PR #5397, opened 2024-08-22
Internals: Simplify `CaptureVisitor` in `V3Randomize`

kbieganski:
Simplifies the `CaptureVisitor` by getting rid of the lookup helper.

1. A BFS isn't needed for finding the 'nearest' superclass that owns a variable because there's only single inheritance in SystemVerilog (interface classes can't have fields),
2. Even if it was, it puts everything in a set, so we don't distinguish between different occurrences of a superclass anyway,
3. I doubt it's worth it to create this set vs. just traversing the class hierarchy every time (which is not many times per inline constraint),
4. The declaring module of a variable (and now also of a task) can be found under `AstVar::user2p()` in `V3Randomize`, so we don't need the `findDeclaringModule()` method.

### DIFF
--- a/src/V3Randomize.cpp
+++ b/src/V3Randomize.cpp
@@ -799,8 +799,7 @@ class CaptureVisitor final : public VNVisitor {
         const bool refIsXref = VN_IS(varRefp, VarXRef);
         const bool varIsFuncLocal = varRefp->varp()->isFuncLocal();
         const bool varHasAutomaticLifetime = varRefp->varp()->lifetime().isAutomatic();
-        const bool varIsFieldOfCaller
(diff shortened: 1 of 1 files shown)


src/V3Randomize.cpp
```diff
@@ -896,6 +843,17 @@ class CaptureVisitor final : public VNVisitor {
         m_ignore.emplace(memberSelp);
     }
 
+    // Returns true if the first class is a superclass of the second class
+    bool isSuperClassOf(AstClass* const classIsp, AstClass* const classOfp) {
```
wsnyder, line 847: Can you use AstClass::isClassExtendedFrom?

kbieganski: Yes, even better. Somehow I missed it.

PR #5398, opened 2024-08-23
Fix infinite recursion due to recursive functions/tasks

kbieganski:
Fixes Verilator looping in an infinite recursion in certain cases related to recursive functions/tasks (see test case).

### DIFF
--- a/src/V3Hasher.cpp
+++ b/src/V3Hasher.cpp
@@ -33,8 +33,23 @@ class HasherVisitor final : public VNVisitorConst {
     // STATE
     V3Hash m_hash;  // Hash value accumulator
     const bool m_cacheInUser4;  // Use user4 to cache each V3Hash?
+    std::set<AstNode*> m_visited;  // Keeps track of some visited nodes to prevent
+                                   // infinite recursion
 
     // METHODS
+
+    void guardRecursion(AstNode* const nodep, std::function<void()>&& f) {
+        // Guard against infinite recursion if there's no caching
+        // Otherwise caching does the same but faster
+        if (!m_cacheInUser4) {
+            if (m_visited.find(nodep) != m_visited.end()) {
+                m_hash += V3Hash{nodep->name()};
+                return;
+            }
+            m_visited.insert(nodep);
+        }
+        f();
+    }
 
     V3Hash hashNodeAndIterate(AstNode* nodep, bool hashDType, bool hashChildren,
                               std::function<void()>&& f) {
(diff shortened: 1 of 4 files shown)


src/V3Hasher.cpp
```diff
@@ -33,9 +33,29 @@ class HasherVisitor final : public VNVisitorConst {
     // STATE
     V3Hash m_hash;  // Hash value accumulator
     const bool m_cacheInUser4;  // Use user4 to cache each V3Hash?
+    std::vector<AstNode*> m_stack;  // Keeps track of some visited nodes to prevent
```
wsnyder, line 36: Perhaps instead just a std::set on the cfunc?

Simpler and avoids O(n^2) on stack depth.

kbieganski: I'd expect you need a few dozen elements for a set to be faster. So I'm not convinced which one wins on average. Though I admit, I didn't measure.
But I was also thinking about situations like:
```
class C;
    task f;
        ...
    endtask
    task g;
        f();
    endtask
endclass
```
With a set, after the first `f`, any subsequent occurences of it would get hashed to `VHash{1}`. Not sure if it's a problem, but it may be safer to do a map-based cache.

kbieganski:
What do you mean? With the `VHash{1}` I was referring to [this (we default to that if we already encountered the node)](https://github.com/verilator/verilator/pull/5398/files#diff-ed886f5d3bc196c7ad5e9a9880780cd9ea0f98fa53f43e2e1afb9f9c251e0bdbR50).

wsnyder:
I misunderstood, I'd use VHash{function_name}, that's a bit better than 1 as if a function calls multiple recursive functions they will at least get different values. Using a map doesn't really help as we need to return the value for the recursive function before we've completed the "real" hash value for it.

test_regress/t/t_infinite_recursion.pl
```diff
@@ -0,0 +1,18 @@
...
+# Copyright 2023 by Wilson Snyder. This program is free software; you
+# can redistribute it and/or modify it under the terms of either the GNU
+# Lesser General Public License Version 3 or the Perl Artistic License
+# Version 2.0.
+# SPDX-License-Identifier: LGPL-3.0-only OR Artistic-2.0
+
+scenarios(vlt => 1);
+
+lint(
+    verilator_flags2 => ["--no-unlimited-stack -Wno-lint"],
```
wsnyder, line 14: Please don't use no-lint, instead use lint_off of the specific needed warning in the .v file.

kbieganski:
Switched to `std::set`.

PR #5406, opened 2024-08-26
Parallelize V3VariableOrder

b-chmiel:
This PR introduces parallel variable ordering. Now variables are ordered for each `AstNodeModule` in parallel. <del>Only `AstVar`s directly under modules are reordered so there is no interdependence between modules.</del> Only variable sorting is done in parallel; after all variables are sorted, they replace every modules' variables sequentially.

On larger designs, when running with `--verilate-jobs 100` on 16-core machine, V3VariableOrder duration shrank by ~26.11% and overall verilation duration by ~4.8%.

Only second phase of V3VariableOrder was parallelized. The first phase relies on `user1` which could induce data races (gathering is performed for each `AstExecGraph` not `AstNodeModule`).

### DIFF
--- a/src/V3TSP.h
+++ b/src/V3TSP.h
@@ -34,7 +34,7 @@ public:
     // This is the cost function that the TSP sort will minimize.
     // All costs in V3TSP are int, chosen to match the type of
     // V3GraphEdge::weight() which will reflect each edge's cost.
-    virtual int cost(const TspStateBase* otherp) const VL_PURE = 0;
+    virtual int cost(const TspStateBase* otherp) const VL_MT_SAFE = 0;
 
     // This operator< must place a meaningless, arbitrary, but
     // stable order on all TspStateBase's. It's used only to
@@ -49,7 +49,7 @@ using StateVec = std::vector<const TspStateBase*>;
 
 // Given an unsorted set of TspState's, sort them to minimize
 // the transition cost for walking the sorted list.
-void tspSort(const StateVec& states, StateVec* resultp) VL_MT_STABLE;
+void tspSort(const StateVec& states, StateVec* resultp) VL_MT_SAFE;
 
 void selfTest() VL_MT_DISABLED;
 }  // namespace V3TSP
--- a/src/V3TSP.h
+++ b/src/V3TSP.h
@@ -34,7 +34,7 @@ public:
     // This is the cost function that the TSP sort will minimize.
     // All costs in V3TSP are int, chosen to match the type of
     // V3GraphEdge::weight() which will reflect each edge's cost.
-    virtual int cost(const TspStateBase* otherp) const = 0;
+    virtual int cost(const TspStateBase* otherp) const VL_PURE = 0;
 
     // This operator< must place a meaningless, arbitrary, but
     // stable order on all TspStateBase's. It's used only to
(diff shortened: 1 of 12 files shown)


b-chmiel:
Marking as WIP, since it requires reworking annotations. Moreover, I noticed that the script `clang_check_attributes` is not stable.
I'll reopen it once ready.

b-chmiel:
@wsnyder I added required annotations for functions that are used in V3VariableOrder to make `clang_check_attributes` pass. I also extracted Ast modifications outside MT phase so now the whole phase is thread-safe.

The `clang_check_attributes` seemed to me unstable, since it checks files in parallel, so no problem here.

src/V3TSP.h
```diff
@@ -49,7 +49,7 @@ using StateVec = std::vector<const TspStateBase*>;
 
 // Given an unsorted set of TspState's, sort them to minimize
 // the transition cost for walking the sorted list.
-void tspSort(const StateVec& states, StateVec* resultp) VL_MT_DISABLED;
+void tspSort(const StateVec& states, StateVec* resultp) VL_MT_STABLE;
```
wsnyder, line 52: Please add VL_PURE to definition too.  Shouldn't the checker be warning about that?

More critically that function adds edges and other stuff so I don't see it as stable.

wsnyder (commented):
To be honest, I preferred the more limited parallelization as it seemed closer to "obviously correct".

src/V3TSP.h
```diff
@@ -34,7 +34,7 @@ class TspStateBase VL_NOT_FINAL {
     // This is the cost function that the TSP sort will minimize.
     // All costs in V3TSP are int, chosen to match the type of
     // V3GraphEdge::weight() which will reflect each edge's cost.
-    virtual int cost(const TspStateBase* otherp) const = 0;
+    virtual int cost(const TspStateBase* otherp) const VL_PURE = 0;
```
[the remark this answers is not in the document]
b-chmiel: In case of `V3VariableOrder`, cost function uses static variable `ExecMTask::s_nextId` thus I marked it `VL_MT_SAFE`.
I also added missing annotations to the function definitions.

src/V3TSP.h
b-chmiel: Marked as `VL_MT_SAFE` since it uses global dumping functions (such as `dumpGraphLevel`). Definition was also marked.

b-chmiel:
> To be honest, I preferred the more limited parallelization as it seemed closer to "obviously correct".

@wsnyder I think, this stage is a bit more clean now, since variable sorting is not interleaved with AST modifications. Sorting is performed on a vector of pointers so theoretically it is a pure operation (excluding dumps and atomic id counters as I mentioned earlier).

The lack of checker warnings is an issue. Warnings are missing when virtual function override is not marked with an annotation. Since, the checker does not see base class declaration annotations, it ignores checking definitions and only checks declarations. Invocation context of declared functions is checked properly. 

While this issue may be resolved by simply saving current base class and matching its declarations with definitions, implications of this change may involve adjusting missing annotations all over the code base. Can I include it in the follow up PR?

src/V3TSP.h
wsnyder: I think you mean marked STABLE.  Surprising but seems true.

wsnyder:
While I'd ideally like to see a pre-pull to cleanup the checker before we merge this, but I re-reviewed this pull and seems correct, and so I'll merge.

PR #5407, opened 2024-08-27
Normalize types in constraints

kbieganski:
SMT-LIB2 distinguishes between booleans and 1-wide bitvectors.
This leads to code like:

```systemverilog
bit x, y;
constraint foo {
    if (x) y;
};
```

being translated into invalid SMT-LIB2, because the `x` cannot be used in an `=>` (which expects all bools).

This patch makes the expressions in `emitSMT()` always return bitvectors, and then, if needed for logical operations, they're converted back to bools.


wsnyder (approved):
Thanks. Once passes, feel free to squash merge.

PR #5696, opened 2024-12-19
SYMRSVDWORD + VPI documentation (#5697)

toddstrader:
After #5686 this is how I intend to operate.  Is this a safe assumption?


toddstrader:
Also, does the GitHub CI build the docs?  I tried `make docs` but ran into some latex issue and gave up.

wsnyder:
I manually build the documentation, so as not to require everyone install the nasty TeX tool chain, and worry about spelling, etc.

PR #5699, opened 2024-12-19
Use make variable CFG_GCH_IF_CLANG instead of .gch extension

### LINKED ISSUE #5698: Hard-coded PCH filenames with .gch instead of $(CFG_GCH_IF_CLANG)
For some reason my platform is not appending the .gch extension which is causing compilation errors.

awmoore-intel:
Fixes #5698

### DIFF
--- a/include/verilated.mk.in
+++ b/include/verilated.mk.in
@@ -265,10 +265,10 @@ ifneq ($(VM_DEFAULT_RULES),0)
 %.o: %.cpp
 	$(OBJCACHE) $(CXX) $(OPT_FAST) $(CXXFLAGS) $(CPPFLAGS) -c -o $@ $<
 
-$(VK_OBJS_FAST): %.o: %.cpp $(VK_PCH_H).fast.gch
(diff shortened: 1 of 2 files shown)


wsnyder:
This doesn't make sense.  Are you certain that running:

          clang++ a.cpp -o a.fast.gch

does not create `a.fast.gch`?  I'd be very shocked if the compiler is disobeying the `-o`.

if this works, there's something else going wrong in the file.

if this does not, I think we really want to keep a unique suffix; perhaps we use _fast.gch instead if it somehow doesn't like the double dot.

wsnyder:
Note if you did not ./configure with the same clang++, or used gcc instead of clang++ this may explain the problem.

awmoore-intel:
> Note if you did not ./configure with the same clang++, or used gcc instead of clang++ this may explain the problem.

Ahh. yes, I used gcc and cmake.

wsnyder:
Ok, no fix needed then.

PR #5700, opened 2024-12-20
Fix verilator_gantt for hierarchically verilated models

b-chmiel:
This PR fixes `verilator_gantt` for use with `--hierarchical` by:
1. Removing calls to execution profiler `configure` in hierarchical children. Configuration should be done only from the main module to avoid messing the call hierarchy.
2. Removing function tracing calls from hierarchical children to avoid time mismatches and make results comparable to non-hier runs.


bin/verilator_gantt
```diff
@@ -324,6 +324,7 @@ def report_sections():
                 scope = scope[1].setdefault(item, [0, {}, 0])
             scope[2] += 1
         dt = time - prevTime
+        assert dt > 0
```
wsnyder, line 327:
```suggestion
        assert dt >= 0
```

As a very fast routine or architecture with slow clock will mis-assert.

src/V3Sched.cpp
```diff
@@ -226,7 +226,8 @@ EvalLoop createEvalLoop(
     AstNodeStmt* stmtps = nullptr;
 
     // Prof-exec section push
-    if (v3Global.opt.profExec()) stmtps = profExecSectionPush(flp, "loop " + tag);
+    if (v3Global.opt.profExec() && !v3Global.opt.hierChild())
+        stmtps = profExecSectionPush(flp, "loop " + tag);
```
wsnyder, line 230: Ideally shouldn't we be accounting for the child's time separately?

test_regress/t/t_gantt_hier.py
```diff
@@ -0,0 +1,52 @@
...
+# can redistribute it and/or modify it under the terms of either the GNU
+# Lesser General Public License Version 3 or the Perl Artistic License
+# Version 2.0.
+# SPDX-License-Identifier: LGPL-3.0-only OR Artistic-2.0
+
+# Test for bin/verilator_gantt,
+
+import vltest_bootstrap
+
+test.scenarios('vlt_all')
```
wsnyder, line 14:
```suggestion
test.scenarios('vlt')
```

Given this is testing a subcase of the larger gantt testing, I think we don't need to test vltmt, to speed up the general test suite.

wsnyder (commented):
Thanks for fixing this.

src/V3Sched.cpp
b-chmiel: This will be helpful in the analysis, but it will require somehow 'scoping' execution times of those functions. For instance, hierarchical modules have `eval` functions as well as the main module which causes conflicts in `verilator_gantt` and timing mismatches (thus added an assert).

We could show `Section profile` for each hierarchical module separately, but this would make results for hier and non-hier runs different.

wsnyder: I'd expect a hier report would have additional entries corresponding to the additional partitioning, so seems ok in theory. But would need to see what the report looks like, as I agree we don't want it to be confusing.

test_regress/t/t_gantt_hier.py
b-chmiel: Could we instead test it only in `vltmt` mode? This will test the scenario when functions are traced from main thread and tasks from other threads and validate if timings are just.

src/V3Sched.cpp
b-chmiel: Or could we just make a couple of reports?
1. One for the whole design - as implemented in this PR
2. Separate reports for each hier module

This way every report will have the same structure and will be comparable with non-hier runs.
Same would apply to `.vcd`s

wsnyder: I really want a single report, as performance is best improved with global visibility/knowledge.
++++++++++
=== Exercise requirements ===
What should be returned is the run of lines from the first line of the material through the line containing "the lookup helper.", exact and inclusive, and nothing else.

=== Expected output ===
PR #5397, opened 2024-08-22
Internals: Simplify `CaptureVisitor` in `V3Randomize`

kbieganski:
Simplifies the `CaptureVisitor` by getting rid of the lookup helper.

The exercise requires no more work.